Fin juin, la SSMG ouvrait eCrash, un formulaire interactif permettant aux MG de lui faire part de difficultés qu’ils rencontrent en employant les outils de l’e-santé. Elle dénombre plus de 125 contributions, et un petit lot de questionnements de fond. MyCareNet mène la danse des outils concentrant le plus de doléances.
La Société scientifique l’a souligné dès le départ: son appel à témoignages n’a pas pour but d’alimenter un combat d’arrière-garde contre l’informatisation; il vise à éclairer les autorités sur l’adéquation et/ou le fonctionnement parfois suboptimaux de certains systèmes électroniques dont les généralistes sont priés, de plus en plus instamment, de se servir dans l’exercice de leur métier.
Quels premiers constats tirer de cette initiative, un mois après lancement? Tout d’abord que, même si l’été pousse à la déconnexion professionnelle, les MG francophones ont saisi la balle au bond. La cellule e-santé de la SSMG, à la base de l’initiative, recense plus de 125 notifications. Ensuite, que quatre systèmes cristallisent la frustration des généralistes. «37% des plaignants signalent des problèmes avec les outils MyCareNet, leur fiabilité, leur utilisation. Et si on additionne les plaintes sur les logiciels médicaux, le certificat eHealth et/ou la prescription électronique, on arrive à 85% des plaignants», détaille le Dr Parmentier, qui coordonne la cellule.
«On nous rapporte des choses qui ne fonctionnent pas, ou mal, des fonctionnalités qui changent sans que le médecin utilisateur soit averti au préalable... On nous signale aussi de la part de producteurs de logiciels une tendance qui confine au racket: ils proposent aux confrères des helpdesks - mais payants - pour résoudre des problèmes qui sont au moins en partie imputables à leur propre produit.»

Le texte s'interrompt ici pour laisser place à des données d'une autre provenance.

PR #2204, opened 2022-06-29
Edit delete

ravish-kg:
This PR has changes:

Related to "edit":
-       Clicking on edit should open the recordedit page with the proper query parameter.
-       For now, you don't need to worry about updating the recordset after the edit is done. I need to think more about it.

Related to "delete":
-  Depending on the confirmDelete chaise-config property, clicking the "delete" button should either send the request or show a confirmation modal.
- The confirmation modal should Specify the tuple.displayname of what the user is attempting to delete.
- Have a Cancel and close button like the master. There should be a callback for this function where we can later log the action.
- Have a delete button that will trigger the delete.

**PENDING:**
- For now, you don't need to worry about updating the recordset after the delete is done. I need to think more about it.
- Setting logStack property [here](https://github.com/informatics-isi-edu/chaise/blob/6ab7ac42abf0845645d7e2b2c4ccc8a335f4c64c/src/components/table-row.tsx#L148,L152)

### DIFF
--- a/src/components/delete-confirmation-modal.tsx
+++ b/src/components/delete-confirmation-modal.tsx
@@ -15,19 +15,23 @@ type DeleteConfirmationModalProps = {
    * prop to trigger on cancel
    */
   onCancel: () => void;
+  /**
+   * children passed to the component
+   */
+  children: any
 };
 
 /**
  * returns Modal Component - Component that renders delete comfirmation dialog
  */
-const DeleteConfirmationModal = ({ show, onDeleteConfirmation, onCancel, ...props }: DeleteConfirmationModalProps) => {
+const DeleteConfirmationModal = ({ show, onDeleteConfirmation, onCancel, children }: DeleteConfirmationModalProps) => {
   return (
     <Modal show={show} onHide={onCancel} keyboard={false}>
       <Modal.Header>
         <Modal.Title>Confirm Delete</Modal.Title>
       </Modal.Header>
       <Modal.Body>
-        <div className='modal-text'>{props && props.children}</div>
+        <div className='modal-text'>{children}</div>
       </Modal.Body>
       <Modal.Footer>
         <Button
--- a/src/components/delete-confirmation-modal.tsx
+++ b/src/components/delete-confirmation-modal.tsx
@@ -1,0 +1,52 @@
+import '@isrd-isi-edu/chaise/src/assets/scss/_export.scss';
+
+import { Button, Modal } from 'react-bootstrap';
+
+type DeleteConfirmationModalProps = {
+  /**
+   * prop to show modal
+   */
+  show: boolean;
+  /**
+   * prop to trigger on delete confirmation
+   */
+  onDeleteConfirmation: () => void;
+  /**
+   * prop to trigger on cancel
+   */
+  onCancel: () => void;
+};
+
+/**
+ * returns Modal Component - Component that renders delete comfirmation dialog
+ */
+const DeleteConfirmationModal = ({ show, onDeleteConfirmation, onCancel, ...props }: DeleteConfirmationModalProps) => {
+  return (
+    <Modal show={show} onHide={onCancel} keyboard={false}>
+      <Modal.Header>
+        <Modal.Title>Confirm Delete</Modal.Title>
+      </Modal.Header>
+      <Modal.Body>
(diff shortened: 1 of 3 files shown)


src/components/table-row.tsx
```diff
@@ -337,18 +414,28 @@ const TableRow = ({
...
+        </td>
+      }
+      {renderCells()}
+    </tr>
+    <DeleteConfirmationModal 
+      show={showDeleteConfirmationModal} 
+      onDeleteConfirmation={onDeleteConfirmation}
+      onCancel={onCancel}
+    >
+      Are you sure you want to delete <DisplayValue value={tuple.displayname} />?
```
RFSH, line 436: Instead of passing the children, you should just pass the tuple and let the modal display the body.

src/components/table-row.tsx
```diff
@@ -46,7 +52,25 @@ const TableRow = ({
     maxHeightStyle: defaultMaxHeightStyle
   })
 
+  /**
+   * state variable to open and close delete confirmation modal window
+   */
+  const [showDeleteConfirmationModal, setShowDeleteConfirmationModal] = useState<boolean>(false);
```
RFSH, line 58: Instead of a boolean, you should have an object that if it's defined, it will be the props of delete-confirmation modal.

The props would be,
- The tuple that will be deleted.
- The confirm callback. This callback will be different if 'isUnlink' is true, that's why I suggest storing the callback in the state. So you don't have to store an extra `isUnlink` variable.

src/components/table-row.tsx
```diff
@@ -46,7 +52,21 @@ const TableRow = ({
     maxHeightStyle: defaultMaxHeightStyle
   })
 
+  /**
+   * state variable to open and close delete confirmation modal window
+   */
+  const [showDeleteConfirmationModal, setShowDeleteConfirmationModal] = useState<any>({
```
RFSH, line 58: Add proper type for it and also `show` is not needed. You should just set this variable to null if you want to close the modal. And as long as it has a not-null value, you will show the modal.

```ts
const [showDeleteConfirmationModal, setShowDeleteConfirmationModal] = useState<{
  onConfirm: () => void,
  buttonLabel: string
} | null>(null);
```

src/components/delete-confirmation-modal.tsx
```diff
@@ -0,0 +1,65 @@
...
+          onClick={onConfirm}
+        >
+          {buttonLabel}
+        </Button>
+        <Button
+          className='chaise-btn chaise-btn-secondary'
+          variant='outline-primary'
+          onClick={onCancel}
+        >
+          cancel
```
RFSH, line 58: It should be `Cancel`

src/components/delete-confirmation-modal.tsx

eCrash a permis de collecter également «de nombreux courriers de fond et des interrogations sur la prise des décisions en matière d’e-santé», poursuit Vincent Parmentier. Il pointe une remarque récurrente des participants: ils ont le sentiment que les outils mis à leur disposition ont été développés sans concertation avec le terrain, sans que leur praticabilité au quotidien dans les cabinets n’ait été testée auprès des utilisateurs. «Ce qui rend leur implémentation difficile, laborieuse et de mauvaise qualité», conclut-il.
En matière de qualité, d’ailleurs, notre interlocuteur ne craint pas de jouer les Cassandre: «depuis des années, on nous dit que l’un des desseins de l’informatisation, c’est l’amélioration de la qualité des soins, laquelle dépend de la bonne tenue d’un dossier». Or, au vu des limitations ou problèmes rencontrés dans l’utilisation des outils spécifiques actuels, cette bonne tenue est-elle encore garantie? « Je crains qu’au final, le DMI puisse s’avérer moins bon que le ‘vieux’ dossier papier classique.»
Avant une lame de fond?
Autre observation, à l’heure de ce tout premier bilan: ceux qui ont procédé à des notifications de problèmes via eCrash sont des médecins qui se sont déjà mis à la dynamique e-santé, qu’on peut supposer aguerris en informatique et convaincus. «Et leur constat est sans appel», résume Vincent Parmentier. Voilà qui est inquiétant pour la suite, pronostique-t-il. Que va-t-il se passer, si ça coince déjà pour eux, quand le gros des troupes «devra s’essayer à l’e-santé obligatoire, dans quelques mois, via l’e-prescription»?